CHAPTER 1
Finding Your Personal Guide
Erica has (reluctantly, I admit) sought the help of a therapist. Her psychologist, Dr. Kathy Johnson, decided that Erica was a suitable client for her therapy based on a clinical assessment. Please look back at the questions Kathy asked Erica. If your response to any of those questions is yes, I strongly urge you to work with a therapist who has expertise in those areas.
Regardless of your assessment, if you decide to seek therapy, I encourage you to make sure the therapist is a licensed mental health professional, not simply a person who advertises her- or himself as certified. Psychiatrists, psychologists, clinical social workers, marriage and family therapists, and pastoral counselors are rigorously trained professionals. They have been tested with state and national exams and must comply with ethical standards. Training in these professions involves many years and is scrutinized by various boards. When you seek the help of a therapist, be sure that professional is licensed by your state to treat mental health issues. Interview them about their degrees and years of training. After all, if you only needed well-intended advice, you could ask a friend!
August 9
Pie day!
I got out some really nice unlined paper, some multicolored sharpies, and started making pies by tracing around a pie pan (of course!) to make sure that they were perfect circles.
The first pie was Mother. The second one: guys. The third one was my sister, Laura. And since I was getting good at tracing these pie shapes, I made a few more: work and boss, along with an abstract one (dreams for the future) and a silly one (my hair and freckles).
I stopped before I built a whole pie shop.
Feeling oh-so in command, I drew up a color key, figuring I'd get extra points for having such classy-looking pies. My slivers of the pies will be yellow, while my mother's will be blue (luckily, I have two blue markers on hand since I may need a lot of that color!). My sister's color can be pink, which she'd like very much — so feminine. Guys are red, work will be green, and I have a fuchsia marker for my boss.
So far, lots of fun. Then, I hit a wall. If Pie One represents all my problems with my mother, can I really color the whole thing blue? It dawned on me right away that I was going to have to color some slivers with my yellow pen if I'm being really honest.

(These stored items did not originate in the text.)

PR #596, opened 2016-11-15
Prepare version 6.0.0

glasserc:
This merges #562, which is a major version change because it removes the
Firefox storage adapter. This code is specific to Gecko and will move to
that repository.


glasserc:
Not waiting for review because velocity.

PR #620, opened 2017-01-12
Add sync events

leplatrem:
That is a trivial addition.

I think it is useful for pluggabilty and flexibility, but I feel I could be convinced otherwise :)

For example:

```js
const kinto = new Kinto();
kinto.events.on("sync:success", function(result) {
  telemetry.count("success");
});
kinto.events.on("sync:error", function(result) {
  telemetry.count("error");
});
collection.sync();
```

Versus:
```js
const kinto = new Kinto();

collection.sync()
  .then(() => telemetry.count("success"))
  .catch(() => telemetry.count("error"));
```

Thoughts ?

### DIFF
--- a/test/collection_test.js
+++ b/test/collection_test.js
@@ -2382,6 +2382,40 @@ describe("Collection", () => {
             expect(onerror.called).eql(true);
           });
       });
+
+      it("should send an error event", () => {
+        articles.pushChanges.throws(new Error("boom"));
+        return articles.sync()
+          .catch(() => {
+            expect(onsuccess.called).eql(false);
+            expect(onerror.called).eql(true);
+          });
+      });
+
+      it("should provide success details about sync", () => {
+        return articles.sync()
+          .then(() => {
+            const data = onsuccess.firstCall.args[0];
+            expect(data).to.have.property("result");
+            expect(data).to.have.property("remote");
+            expect(data).to.have.property("bucket");
+            expect(data).to.have.property("collection");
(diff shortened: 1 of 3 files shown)


n1k0:
:+1:

test/collection_test.js
```diff
@@ -2350,6 +2350,29 @@ describe("Collection", () => {
...
+        sandbox.stub(articles.db, "getLastModified").returns(Promise.resolve({}));
+        sandbox.stub(articles, "pullChanges");
+        sandbox.stub(articles, "pushChanges");
+      });
+
+      it("should send a success event", () => {
+        const callback = sinon.spy();
+        articles.events.on("sync:success", callback);
+        return articles.sync()
+          .then(() => expect(callback.called).eql(true));
```
glasserc: We should probably check that `sync:error` *wasn't* called here.

test/collection_test.js
```diff
@@ -2350,6 +2350,29 @@ describe("Collection", () => {
...
+      });
+
+      it("should send an error event", () => {
+        const callback = sinon.spy();
+        articles.events.on("sync:error", callback);
+        articles.pushChanges.throws(new Error("boom"));
+        return articles.sync()
+          .catch(() => expect(callback.called).eql(true));
```
glasserc: Same here.

leplatrem:
> spooky-action-at-a-distance

Completely agree. We'll be careful when plugging with Telemetry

I almost tossed the pies. This was not fun after all.
I spent the whole evening on one pie, mostly staring at the shape and getting weepy — partly out of self-pity, but also a bit out of embarrassment at how judgmental I've been toward my mother, while I've been overly forgiving of my father and oblivious to my own responsibility for the problems in my relationship with Mom.
I almost called her to apologize, but she wouldn't understand this bit about pies, and knowing me, I'd probably get annoyed at something she said and we'd be back in the thick of it. No, I decided to turn in my homework to Kathy first.
Pause Button
CHAPTER 2
Making Your Own Pie
On a blank sheet of paper, draw a circle to represent the outline of a pie (you don't have to make them perfect like Erica!).
Think of someone with whom you have a difficult relationship. Write that person's name above the pie.
Take a few minutes to sit back and really reflect on your typical conflicts or unpleasant interactions with this person. You'll get the best results from this exercise if you:
1. Set aside ten to fifteen minutes for this important exercise.
2. Pick a quiet place to do it, away from phones, TV, and other distractions.
3. Think of a general pattern or typical conflicts, or select a specific event.
You may see and hear many details as you examine this pie. It may surprise you to observe the internal drama that takes place in your brain's theater when you become your own audience. (By the way, this is a tool in itself, which will be discussed in more detail later in Tool #6, the meditation called Snowflakes.)
Now, having listened and observed, divide the pie up into slices. What portion of the pie is the fault of that difficult other? What portion belongs to other people who play some role in this conflict? Finally, what portion of the pie is yours? Don't skip this important part of the exercise. After all, your portion is the part of the pie you can most directly and effectively change. On the other hand, don't claim too much of the pie for yourself, thus omitting the parts that others play in creating this unsavory dish.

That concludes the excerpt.